Нахмурясь, он отозвался:
- Этого надо было ожидать, судя по развитию событий.
Когда дверь за служанкой бесшумно затворилась, мать проговорила:
- Она попросила у меня отпуск, чтобы навестить родителей. Я думала, она не вернется, и очень удивилась.
- Ach, с чего бы это? - возразил сын. - Она так давно с нами, правда, ни слова по-немецки так и не выучила. Наверно, здесь она ощущает себя дома в большей степени, чем в какой-нибудь польской лачуге - по-моему, ее родители работают на ферме, правильно?
Судьба Польши легкой тенью легла на их беседу; оба поспешили предать ее забвению, испытывая что-то вроде сожаления - назвать это ощущение стыдом было бы преувеличением. Фон Эсслин расчувствовался.
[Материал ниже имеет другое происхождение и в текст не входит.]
PR #167, opened 2015-01-09
Bug#1117886 - Button to delete all associated pictures for an event

anurag90x:


airmozilla/manage/static/manage/js/picturegallery.js
```diff
@@ -240,6 +248,26 @@ app.controller('PictureGalleryController', ['$scope', '$http',
...
+                'csrfmiddlewaretoken': csrf,
+                'event': $scope.current_event
+            };
+            $http({
+                method: 'POST',
+                url: url,
+                headers: {'Content-Type': 'application/x-www-form-urlencoded'},
+                data: serializeObject(data)
+            }).success(function(data) {
+                $scope.pictures = [];
```
anurag90x: I don't think $scope.pictures = [] is the right approach because if there is a picture in this view which does not have an event_id (just some random picture) then it would appear as if it's been deleted but if you refresh the page , that of course would not be the case. I think maybe we should pass in the picture.event_id info to the context and only remove those pictures from the view that have a picture.event_id.

airmozilla/manage/views.py
```diff
@@ -3687,6 +3688,18 @@ def picture_delete(request, id):
 
 
 @staff_required
+@permission_required('main.delete_picture')
+@transaction.commit_on_success
+@json_view
+def picture_delete_all(request):
+    event = get_object_or_404(Event, id=request.POST.get('event'))
+    Picture.objects.filter(event=event).delete()
+    event.picture = None
```
peterbe: This is not necessarily true. 

Suppose an event has a picture associated with it from the general pick of pictures in the gallery. Then, it shouldn't reset the `event.picture`. I.e. we need something like this:
```pyhon
pictures = Picture.objects.filter(event=event)
if event.picture and event.picture in pictures:
    assert event.placeholder_img
    event.picture = None
    event.save()
pictures.delete()
```

See what I mean? Also, it would be great if you could add a dedicated test that tests both paths. One test where the event has a picture from those belonging to the event and one where the event has a picture but it's a general picture not belonging to any event.

Sorry. I understand that this "cross foreign key" situation is confusing.

airmozilla/manage/views.py
```diff
@@ -3687,6 +3688,18 @@ def picture_delete(request, id):
 
 
 @staff_required
+@permission_required('main.delete_picture')
+@transaction.commit_on_success
+@json_view
+def picture_delete_all(request):
+    event = get_object_or_404(Event, id=request.POST.get('event'))
```
peterbe: Can you change this to:
```python
event = get_object_or_404(Event, id=request.POST['event'])
```
The reason is that you only use `.get()` if it's "ok" to not be there. It then automatically becomes `None` so you could potentially do: `event = get_object_or_404(Event, id=None)`. It would fail but it would be cryptic why or how it failed.

airmozilla/manage/urls.py
```diff
@@ -209,6 +209,9 @@
     url(r'^picturegallery/(?P<id>\d+)/delete/$',
         views.picture_delete,
         name='picture_delete'),
+    url(r'^picturegallery/delete_all/$',
```
peterbe: Actually, can we change this to:
```
url(r'^picturegallery/(?P<id>\d+)/delete-all/$'
```
And change the view function to be:
```python
def picture_delete_all(request, id):
   event = get_object_or_404(Event, id=id)
```
That way, the system automatically checks that you don't accidentally call `POST /picturegallery/delete_all/` without a `?event=123`.

airmozilla/manage/views.py
```diff
@@ -3581,6 +3581,7 @@ def picturegallery_data(request):
     context['urls'] = {
         'manage:picture_edit': reverse('manage:picture_edit', args=('0',)),
         'manage:picture_delete': reverse('manage:picture_delete', args=('0',)),
+        'manage:picture_delete_all': reverse('manage:picture_delete_all'),
```
peterbe: With my comment earlier this'll need to become `reverse('manage:picture_delete_all', args=('0',))`

airmozilla/manage/views.py
```diff
@@ -3687,6 +3688,18 @@ def picture_delete(request, id):
 
 
 @staff_required
```
peterbe: Add also, `@require_POST` to this view.

airmozilla/manage/templates/manage/picturegallery.html
```diff
@@ -16,56 +16,81 @@
...
+
+    {% else %}
+
+     <div class="alert alert-warning alert-dismissible" role="alert">
+      <button type="button" class="close" data-dismiss="alert">
+        <span aria-hidden="true">&times;</span><span class="sr-only">Close</span>
+      </button>
+      <p>
+        Unable to delete all pictures associated with this event because the event
+        relies on one of them and has no fallback placeholder image.
```
peterbe: excellent!

airmozilla/manage/static/manage/js/picturegallery.js
peterbe: You're right. That's not going to be enough. We'll need two things
1. Something like this:
```javascript
$scope.pictures = $scope.pictures.filter(function(picture) {
    return picture.event !== CURRENT_EVENT;
});
```

And when we change the [view function](https://github.com/anurag90x/airmozilla/blob/Bug%231117886/airmozilla/manage/views.py#L3621-L3648) to also include this `event` key. 

Does that make sense?

vendor
```diff
@@ -1 +1 @@
-Subproject commit 2a0c7ade84641cd9de47d9aa8120caad97c4ef79
+Subproject commit ec29c24cf607f8cc35c907b0d0d0d04fe9d2b6b8
```
peterbe: Submodules are confusing. What your PR now says is to downgrade to ec29c24cf607f8cc35c907b0d0d0d04fe9d2b6b8 which was the previous pointer for the submodule. 
I think if you do `cd vendor; git pull origin master; cd ..; git commit -a -m "current vendor submodule"` it should correct itself. If not, ping me on IRC and I'll help.

airmozilla/manage/static/manage/js/picturegallery.js
anurag90x: Yup makes sense.

airmozilla/manage/views.py
anurag90x: Haha yeah I get it. I didn't think of that possibility when I wrote it.

airmozilla/manage/templates/manage/picturegallery.html
```diff
@@ -16,56 +16,81 @@
...
+    </h4>
+
+    {% if event.placeholder_img %}
+
+      <p>
+        <a class="btn btn-danger"
+           ng-show="!deleteAllConfirmation"
+           ng-click="toggleDeleteAllConfirmation()">
+          <i class="glyphicon glyphicon-minus-sign"></i>
+          Remove all pictures for {{ event.title }}
```
peterbe: This could make the button really really long. 
screenshot 2015-01-09 09 04 09

Instead, let's change it to something like "Remove all pictures made for this event". What do you think?

anurag90x: Wow that is super long. Yup, I agree.

airmozilla/manage/views.py
```diff
@@ -3643,7 +3647,8 @@ def _get_all_pictures(event=None):
             'height': picture.height,
             'size': picture.size,
             'created': picture.created.isoformat(),
-            'events': event_map[picture.id]
+            'events': event_map[picture.id],
+            'event': picture.event
```
peterbe: Change this to `'event': picture.event_id` instead. That way it doesn't make another SQL query just to materialize that into an ORM object.

peterbe:
Works like a charm! Would you mind rebasing this into one nice commit?

peterbe:
R+

airmozilla/manage/views.py
anurag90x: Hmm  'event': picture.event_id is giving me a key error

anurag90x: Nvm. Fixed.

- Приятно видеть, как страна поигрывает мускулами перед лицом своих хулителей. Слишком долго Германия пребывала в покорности, в этом фюрер прав. Слишком долго.
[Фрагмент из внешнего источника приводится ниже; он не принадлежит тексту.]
PR #168, opened 2015-01-09
Fixes bug 1097180

lcamacho:


airmozilla/manage/archiver.py
```diff
@@ -23,10 +23,13 @@ def auto_archive():
                 template__name__contains='Vid.ly')
     )
     for event in events:
-        archive(event, swallow_email_exceptions=True)
+        archive(event, swallow_email_exceptions=True, verbose=verbose)
 
+    if verbose:  # pragma: no cover
+        print "No pending events"
```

Поддержав его настроение, она изобразила нечто более подходящее, решительное; потом слегка наклонила прелестную головку с лицом в виде сердечка и сложила губки, как настоящая кошечка. Честность и твердость - точно такое же выражение бывает на лице солдатской жены, привыкшей к утратам и готовой противостоять неожиданным потерям с храбростью, во всяком случае, с мужественной невозмутимостью. Сыну нравилось в матери это внешнее выражение стойкости. Многое осталось невысказанным, потому что как немцы они многого не могли обсуждать и делали вид, что все в полном порядке. Но ведь возникали и парадоксы - например, вторжение немцев в Австрию временно отрезало мать от столь дорогих ей музыкальных фестивалей. Нет, самих фестивалей никто не отменял, однако никак нельзя было приехать в любимый Зальцбург или Вену в качестве представительницы господствующей расы… Вот уж нелепость; к счастью, фюрер не страдал подобной щепетильностью. Он посвятил целый день конвульсивной музыке Вагнера и торжественно сфотографировался с его детьми "вагнерятами" - на радость прессе. Очевидно, что он давал понять - интеллектуальное и эмоциональное начала современного немецкого духа и немецких свершений надо искать у художника. В искусстве - духовное оправдание новой веры.
А потом речь, естественно, зашла о вещах, о которых нельзя было умолчать, тешась расслабляющей светской беседой, слишком они были мрачными и слишком неопределенными, отчего требовали некой прямоты, не замаскированной всякими предосторожностями.
- Поймите, мама, сейчас нам следует действовать. Решительно.